Background: Existing criteria for predicting patient survival from immunotherapy are primarily centered on the PD-L1 status of patients. We tested the hypothesis that noninvasively captured baseline whole-lung radiomics features from CT images, baseline clinical parameters, combined with advanced machine learning approaches, can help to build models of patient survival that compare favorably with PD-L1 status for predicting 'less-than-median-survival risk' in the metastatic NSCLC setting for patients on durvalumab. With a total of 1062 patients, inclusive of model training and validation, this is the largest such study yet. Methods: To ensure a sufficient sample size, we combined data from treatment arms of three metastatic NSCLC studies. About 80% of this data was used for model training, and the remainder was held-out for validation. We first trained two independent models; Model-C trained to predict survival using clinical data; and Model-R trained to predict survival using whole-lung radiomics features. Finally, we created Model-C+R which leveraged both clinical and radiomics features. Results: The classification accuracy (for median survival) of Model-C, Model-R, and Model-C+R was 63%, 55%, and 68% respectively.
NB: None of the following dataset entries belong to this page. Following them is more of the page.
PR #2038, opened 2020-10-02
fix: Improve visibility of message to enable "Remote Debugging via USB" with web-ext run -t firefox-android

### LINKED ISSUE #1969: Improve visibility of message to enable "Remote Debugging via USB" with web-ext run -t firefox-android
We have received multiple reports (e.g. #1899,  #1949 ) where the use thought that there was a bug in `web-ext run -t firefox-android`, while the real issue is that they forgot to enable "Remote Debugging via USB". We print a message with the instructions once:

https://github.com/mozilla/web-ext/blob/fc91c367723b8a7fb993c64927829aa66f9746d6/src/extension-runners/firefox-android.js#L585-L591

... but users still don't see this, e.g. because it is buried in the log files. We should improve the visibility of this instruction to help users with reminding that they need to enable this. For example, we could print the same message again when the connection continues to fail repeatedly.

sonalprabhu:
Fixes #1969 
fix: Looped the "Check Remote Debugging is ON" warning and highlighted it
Screenshot (109)


src/util/adb.js
```diff
@@ -347,14 +347,16 @@ export default class ADBUtils {
...
-    deviceId: string, apk: string,
+    deviceId: string, apk: string, msg: string,
     {maxDiscoveryTime, retryInterval}: DiscoveryParams = {}
   ): Promise<string> {
     let rdpUnixSockets = [];
 
     const discoveryStartedAt = Date.now();
 
     while (rdpUnixSockets.length === 0) {
+      log.info(`\n\x1b[93m${msg}\x1b[39m\n`);
```
rpl, line 363: Don't bother to make the message yellow for now, I think that it is a good idea, but this should also be checking that the terminal does actually support colors, take care of potential compatibility issues in different operating system terminal colors support etc.

To deal with styling the output we may want to introduce [chalk](https://github.com/chalk/chalk) as a new dependency, but I prefer to deal with it in a separate PR (e.g. because when we introduce a new dependency we have to also update the package-lock.json file, and I prefer to do it separately).

For now let's just call log.info(msg) here.

rpl, line 363: It would be nice to also add a new test case to cover this in this group of test cases:
https://github.com/mozilla/web-ext/blob/master/tests/unit/test-util/test.adb.js#L1042

we should be able to collect the logs and make an assertion about it using a testing strategy similar to what we are using here: https://github.com/mozilla/web-ext/blob/29798cbc61e78e024911150734081c2f4ddd1be6/tests/unit/test-extension-runners/test.chromium.js#L128-L152

[This other existing test case here](https://github.com/mozilla/web-ext/blob/5492a0bdbbf210348967158aa7c80e9fb032593c/tests/unit/test-util/test.adb.js#L1096-L1130) may be helpful to figure out how you could simulate a unix socket discovery that should have looped a few times and printed the expected message in the new test case.

Take a look to the code linked above and give it a a try, but feel free to ping me in this PR if you need more pointers or help to figure out issues with creating this test (also feel free to push in this PR an incomplete test case that does still fail, that would still be helpful to me because I can more quickly look to what you are trying and how it does fail and provide more helpful pointers).

rpl (changes requested):

src/util/adb.js
sonalprabhu: Sure. I will keep the message the normal color.

rpl:
@sonalprabhu as a side note, don't worry about the audit-deps failure in the travis CI job, it is unrelated to the changes in this PR, we'll take care of that and you'll just need to rebase this PR once we merged a fix for it.

src/util/adb.js
sonalprabhu: `
it('informs the user if remote debugging is not enabled', async () => {
      const adb = getFakeADBKit({
        adbClient: {
          shell: sinon.spy(() => Promise.resolve('')),
        },
        adbkitUtil: {
          readAll: sinon.spy(() => {
            return Promise.resolve(Buffer.from(''));
          }),
        },
      });
      const adbUtils = new ADBUtils({adb});

      const maxDiscoveryTime = 50;
      const retryInterval = 10;
      const msg = (
        'Waiting for org.mozilla.firefox_mybuild Remote Debugging Server...' +
        '\nMake sure to enable "Remote Debugging via USB" ' +
        'from Settings -> Developer Tools if it is not yet enabled.'
      );

      consoleStream.stopCapturing();
      consoleStream.startCapturing();
      consoleStream.makeVerbose();

      const promise = adbUtils.discoverRDPUnixSocket(
        'device1', 'org.mozilla.firefox_mybuild', {
          maxDiscoveryTime,
          retryInterval,
        }
      );
      const {capturedMessages} = consoleStream;
      consoleStream.stopCapturing();

      assert.ok(capturedMessages.some(
        (message) => (
          message.match('[debug]') &&
          message.match(msg)
        )));
      await assert.isRejected(promise, WebExtError);
    });
`
@rpl 
I have tried capturing messages from log and checking them here. Does this test case fulfill the required purpose or am I making some mistakes here?

rpl: @sonalprabhu from a quick look I think that it is a good start, it may require just some tweaks, e.g.:
- it may be better to stop capturing the messages after `await assert.isRejected(...)`, just to be sure that the `adb.discoverRDPUnixSocket(...)` async call did complete
- Nit, it may be enough to match just a fragment of the logged message (e.g. just `Make sure to enable "Remote Debugging via USB"` the part), it should be enough to cover the fix and we may not need to update the test if we do apply some small tweaks to the logged message (which would always be required if we do assert the entire message)

would you mind to update this PR so that I can see it running in the CI job? (and be able to also give this PR a try locally by just pulling your pull request as is, without having to add the test manually into the test files).

would you mind to also rebase the PR to the current main branch? the previous unrelated CI job failure has been fixed in the main branch.

sonalprabhu: Sure, will do that.

tests/unit/test-util/test.adb.js
```diff
@@ -1129,6 +1131,44 @@ describe('utils/adb', () => {
...
+      });
+      const adbUtils = new ADBUtils({adb});
+
+      const maxDiscoveryTime = 50;
+      const retryInterval = 10;
+
+      consoleStream.stopCapturing();
+      consoleStream.flushCapturedLogs();
+      consoleStream.startCapturing();
+      consoleStream.makeVerbose();
```
rpl, line 1153: I think that the following tweaked version should be enough and slightly better:
```
      consoleStream.flushCapturedLogs(); <--- clear the captured logs
      consoleStream.makeVerbose(); <--- make the log verbose (to be able to assert the log level)
      consoleStream.startCapturing(); <--- make sure that we start capturing logs
      ...
      const promise = ... <-- get the promise
      await assert.isRejected(promise, WebExtError);  <--- wait the async function to complete
      ... // get the message that we expect by filtering the captured logs
      consoleStream.stopCapturing(); <--- stop capturing we don't need it anymore
      ... // assertions on the expected message and log level
```

tests/unit/test-util/test.adb.js
```diff
@@ -1129,6 +1131,44 @@ describe('utils/adb', () => {
...
+          readAll: sinon.spy(() => {
+            return Promise.resolve(Buffer.from(''));
+          }),
+        },
+      });
+      const adbUtils = new ADBUtils({adb});
+
+      const maxDiscoveryTime = 50;
+      const retryInterval = 10;
+
```
rpl, line 1149: Nit, let's remove this two consts and just pass the value in the call to `adb.discoverRDPUnixSocket` (we are not using them for any assertion and so we can make this test a bit shorter by making this small optional change).

tests/unit/test-util/test.adb.js
```diff
@@ -1129,6 +1131,44 @@ describe('utils/adb', () => {
...
+        'device1', 'org.mozilla.firefox_mybuild', {
+          maxDiscoveryTime,
+          retryInterval,
+        }
+      );
+      const {capturedMessages} = consoleStream;
+
+      assert.ok(capturedMessages.some(
+        (message) => (
+          message.match('[debug]') &&
```
rpl, line 1165: Surprisingly this assertion doesn't seem to be fully working, the log we are expecting is emitted with `log.info` and so this test should actually fail and pass if we use '[info]' instead.

Another thing that we may also take care of is to make it clear when this test fails if the message wasn't found or wasn't emitted with the right log level, at the moment the two conditions are checked by a single assertion and so a failure would make it immediately clear.

Let's change this to get the message that we want using something like `const foundMessage = consoleStream.caputedMessages.find((message) => message.includes(expectedMessage))`, then check the two conditions in separate assertions:

```
      assert.ok(foundMessage);
      assert.ok(foundMessage &&
        foundMessage.includes(expectedLogLevel));
```

(NOTE: the `foundMessage && foundMessage.includes` is mainly needed to make the flow type checker happy ;-))

rpl (changes requested):
@sonalprabhu good job, this looks almost ready, there are just a few more tweaks needed (and a small fix to the test case, which is currently not failing even if it is expecting the wrong log level).

rpl:
@sonalprabhu the last CI jobs did fail because of some trailing spaces in test.adb.js (added when you added back the empty line that was previously there):

- https://travis-ci.org/github/mozilla/web-ext/jobs/734232572#L246

 You can fix that issue manually (by removing the trailing spaces and leave it as just an empty line as it was originally) or by running eslint --fix on that test file.

sonalprabhu:
Can I create a new pull request? I am facing some problems with this branch

rpl:
> Can I create a new pull request? I am facing some problems with this branch

it would be better to don't create an new one, I can help you to figure out how to handle the issue (if you have still any issue on this branch), describe me what is the issue that you are facing and I'll look into it and provide you more hints on how to deal with it.

sonalprabhu:
I cleared the issues with that.

rpl (approved):

rpl:
@sonalprabhu looks great! I just approved this version of the patch :tada: 
Thanks a lot for taking care of this issue!

sonalprabhu:
> @sonalprabhu looks great! I just approved this version of the patch 🎉
> Thanks a lot for taking care of this issue!

Thanks a lot for your detailed guidelines :)

caitmuenster:
Thanks so much for the patch, @sonalprabhu! 🙌 Your contribution has been added to our [recognition wiki](https://wiki.mozilla.org/Add-ons/Contribute/Recognition). 

Welcome onboard! We look forward to seeing you around the project.

PR #2039, opened 2020-10-02
fix(deps): Switch from adbkit to @devicefarmer/adbkit npm package

### LINKED ISSUE #2025: Replace adbkit dependency
Feature request

Currently [adbkit](https://github.com/openstf/adbkit) is a dependency of web-ext. This project is [not maintained any more](https://github.com/openstf/adbkit#this-project-along-with-other-ones-in-openstf-organisation-is-provided-as-is-for-community-without-active-development). Adbkits dependencies will never get updated.

Currently node-forge, one of adbkits dependencies, has a [vulnerability](https://snyk.io/vuln/SNYK-JS-NODEFORGE-598677).

To solve this and future problems, adbkit should be replaced.

rpl:
Fixes #2025

Some notes from some additional checks I did:

- The developer working on the replacement package @devicefarmer/adbkit is also part of the organization under which the adbkit package was developed, and the new @devicefarmer/adbkit seems to be actively maintained as discussed in the issue linked above.

- I also looked to the diff between the 3 adbkit/adbkit-* packages we are currently using and the 3 related package under the new devicefarmer github organization (both in their original coffeescript sources and the resulting transpiled js code) and the changes are minimal, matching what we would expect from a patch release, and nothing that should change the behavior of the code that is already using the adbkit package in web-ext.

- To be totally fair, there is some small changes around the adb connection object that at a first glance may trigger some slightly different behaviors in case of connection errors, but I do have tested `web-ext run` on a real android device and tried the behavior on unexpected disconnection of the device and the behavior seems to be the same (there is some fixes that we should apply around that, but it isn't a blocker for this pull request, I'll file it as a follow up).

### DIFF
--- a/package-lock.json
+++ b/package-lock.json
@@ -3547,6 +3547,40 @@
       "integrity": "sha512-VoNqai1vR5anRF5Tuh/+SWDFk7xi7oMwHrHrbm1BprYXjB2RJsWLhUrStMssDxEl5lW/z3EUdg8RvH/IUBccSQ==",
       "dev": true
     },
+    "@devicefarmer/adbkit": {
+      "version": "2.11.3",
+      "resolved": "https://registry.npmjs.org/@devicefarmer/adbkit/-/adbkit-2.11.3.tgz",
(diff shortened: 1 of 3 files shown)


Rob--W (approved):

Standard8:
@Rob--W would it be possible to get a new release with this in, to help make it easier to get the node-forge update?

rpl:
@Standard8 this fix has been just released on npm as part of web-ext v5.2.0.

Standard8:
Thank you!

PR #2054, opened 2020-10-19
chore: Fix on flow type signature to pass type checking on flow >= v0.132.0

rpl:
This PR contains a number of changes needed to pass the flowtype checks on flow >= v0.132.0 (see #2003).

Most of the changes are only applied to the flow type signatures, but for some of the flowtype errors I opted to make some small changes on the implementation side (when it did look more appropriate).

Many of the new flowtype checks errors in #2003 are related to the dependencies, it looks that more recent flow versions are detecting when the types used are coming from a dependency that isn't typed using flow and the resulting types are all going to degrate to `any`.

Unfortunately the npm modules that are triggering these flowtype errors do not have their own flowtype declarations, and there isn't a third party one in the flow-types repository neither.

The easiest approach seems to be to include our own flow-typed declarations files in the project repository.

These declaration files are only including the subset of the modules that is actually being used in the web-ext sources, everything else is currently omitted.

### DIFF
--- a/package.json
+++ b/package.json
@@ -12,7 +12,8 @@
     "README.md",
     "dist/*.js",
     "src/**",
-    "index.mjs"
+    "index.mjs",
+    "flow-typed/*.js"
   ],
   "engines": {
     "node": ">=10.0.0",
--- a/package.json
+++ b/package.json
@@ -12,8 +12,7 @@
     "README.md",
     "dist/*.js",
     "src/**",
-    "index.mjs",
-    "flow-typed/*.js"
+    "index.mjs"
   ],
   "engines": {
     "node": ">=10.0.0",
--- a/src/extension-runners/chromium.js
+++ b/src/extension-runners/chromium.js
@@ -43,7 +43,7 @@ const EXCLUDED_CHROME_FLAGS = [
   '--mute-audio',
 ];
 
-export const DEFAULT_CHROME_FLAGS = ChromeLauncher.defaultFlags()
+export const DEFAULT_CHROME_FLAGS: Array<string> = ChromeLauncher.defaultFlags()
   .filter((flag) => !EXCLUDED_CHROME_FLAGS.includes(flag));
 
 /**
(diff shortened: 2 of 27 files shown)


package.json
```diff
@@ -12,7 +12,8 @@
     "README.md",
     "dist/*.js",
     "src/**",
-    "index.mjs"
+    "index.mjs",
+    "flow-typed/*.js"
```
Rob--W, line 16: Why is this exported?

src/extension-runners/chromium.js
```diff
@@ -307,6 +307,10 @@ export class ChromiumExtensionRunner {
       })
     );
 
+    if (!this.wss) {
+      throw new Error('WebSocketServer closed');
```
Rob--W, line 311: What's this doing here? There will be a runtime error at `this.wss.address()` below, anyway.

Removing this would reduce the need for extra test coverage. (but since you have test coverage anyway, perhaps tweak the error message if you care about the scenario)

src/extension-runners/firefox-android.js
```diff
@@ -89,9 +89,9 @@ export type FirefoxAndroidExtensionRunnerParams = {|
  */
 export class FirefoxAndroidExtensionRunner {
   // Wait 3s before the next unix socket discovery loop.
-  static unixSocketDiscoveryRetryInterval = 3 * 1000;
+  static unixSocketDiscoveryRetryInterval: number = 3 * 1000;
```
Rob--W, line 92: Is Flow really that dumb to not be able to infer the type from this declaration?

tests/unit/test-extension-runners/test.chromium.js
```diff
@@ -624,6 +632,9 @@ describe('util/extension-runners/chromium', async () => {
     });
 
     const connectClient = async () => {
+      if (!runnerInstance.wss) {
```
Rob--W, line 635: Similarly there is going to be a runtime error anyway at `runnerInstance.wss.address()`. Does this help with anything?

Rob--W (commented):
Does this mean that we have to maintain these type definitions whenever the library updates?
Would Flow complain if the external libraries' actual types change without us updating these types?

What's the benefit of adding these types over typing as any?

package.json
rpl: agreed with @Rob--W to don't export the custom flow definitions for the third party dependencies used internally for now, we can include them if any other package depends from web-ext and would need them.

src/extension-runners/chromium.js
rpl: I opted to replace this with a $FlowIgnore suppress comment.

tests/unit/test-extension-runners/test.chromium.js
rpl: I opted to replace this with a $FlowIgnore suppress comment.

src/extension-runners/firefox-android.js
rpl: as discussed in the triage meeting: I didn't dig too much, but I got the feeling that flow did enforce explicitly type annotations (instead of just trust what type did flow infer) on what it is being exported explicitly from a module (which to me does make kind of sense: "infer the type used internally as much as possible, enforce explicit type annotation of what is exported outside of a module").

Issue #1911, opened 2020-05-20
When R is pressed `web-ext run throws Error: Unexpected packet from actor root{"addons..


Rob--W:
### Is this a feature request or a bug?
Bug.

### What is the current behavior?

Start `web-ext run` with any extension and keep R pressed. Soon `web-ext` throws and exits, with the following log:

```
Last extension reload: 19:53:50 GMT+0200 (Central European Summer Time)
/path/to/node_modules/web-ext/node_modules/@cliqz-oss/firefox-client/lib/client.js:174
      throw new Error("Unexpected packet from actor " +  message.from
            ^
Error: Unexpected packet from actor root{"addons":[{"actor":"server1.conn0.webExtensionDescriptor7","debuggable":true, ...... "actor":"server1.conn0.webExtensionDescriptor24","id":"gmp-gmpopenh264","manifestURL":null,"name":"OpenH264 Video Codec provided by Cisco Systems, Inc.","traits":{"isDescriptor":true},"type":"plugin","warnings":[]}],"from":"root"}
    at Client.handleMessage (/path/to/node_modules/web-ext/node_modules/@cliqz-oss/firefox-client/lib/client.js:174:13)
    at Client.readMessage (/path/to/node_modules/web-ext/node_modules/@cliqz-oss/firefox-client/lib/client.js:221:10)
    at Client.onData (/path/to/node_modules/web-ext/node_modules/@cliqz-oss/firefox-client/lib/client.js:187:16)
    at Socket.emit (events.js:315:20)
    at addChunk (_stream_readable.js:302:12)
    at readableAddChunk (_stream_readable.js:278:9)
    at Socket.Readable.push (_stream_readable.js:217:10)
    at TCP.onStreamRead (internal/stream_base_commons.js:186:23)

```

I can reproduce with a minimal extension, i.e. an empty directory whose `manifest.json` consists of just `{"manifest_version":2,"version":"1","name":"x"}`

### What is the expected or desired behavior?
`web-ext` should not throw / crash.

### Version information (for bug reports)

node v14.2.0
npm 6.14.4
web-ext 4.2.0
Firefox Beta 77.0b6
ArchLinux

Yrkan:
Just tested with the latest version of web-ext and it seems to be already **fixed**.

PR #2061, opened 2020-10-31
Fix R key press cause web-ext to crash

thamimemel:
Fixes :  #1911
I reproduced the error unintentionally and found that there is an open issue for it, this patch fixes the bug but needs review for any side effects, or maybe code refactoring.
The idea is to keep track of the reloading process in `this.reloading` and allow reloading only if it is false.
**IMPORTANT: please check if this works properly in android, i only tested in desktop.**


Rob--W (changes requested):
Instead of adding booleans in multiple places, I suggest to rename `reloadAddon` to something else, like `reloadAddonNow`, and introduce a new `reloadAddon` method that temporarily sets a boolean at the entry of the function, calls `reloadAddonNow` in a try-finally, and resets the boolean at the end.

To make sure that an add-on is actually reloaded when the reload is requested while the add-on is loading, `reloadAddon` should be called recursively if the boolean was set.

And please add unit tests to verify that the functionality works as intended.

willdurand:
No activity for years, I am closing this PR. If you want to work on this issue in the future, just submit a new PR, thanks!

Sensitivity analysis of survival prediction across different training and validation cohorts showed concordance indices ([95 percentile]) of 0.64 ([0.63, 0.65]), 0.60 ([0.59, 0.60]), and 0.66 ([0.65,0.67]), respectively. We additionally evaluated generalization of these models on a comparable cohort of 144 patients from an independent study, demonstrating classification accuracies of 65%, 62%, and 72% respectively. Conclusion: Machine Learning models combining baseline whole-lung CT radiomic and clinical features may be a useful tool for patient selection in immunotherapy. Further validation through prospective studies is needed.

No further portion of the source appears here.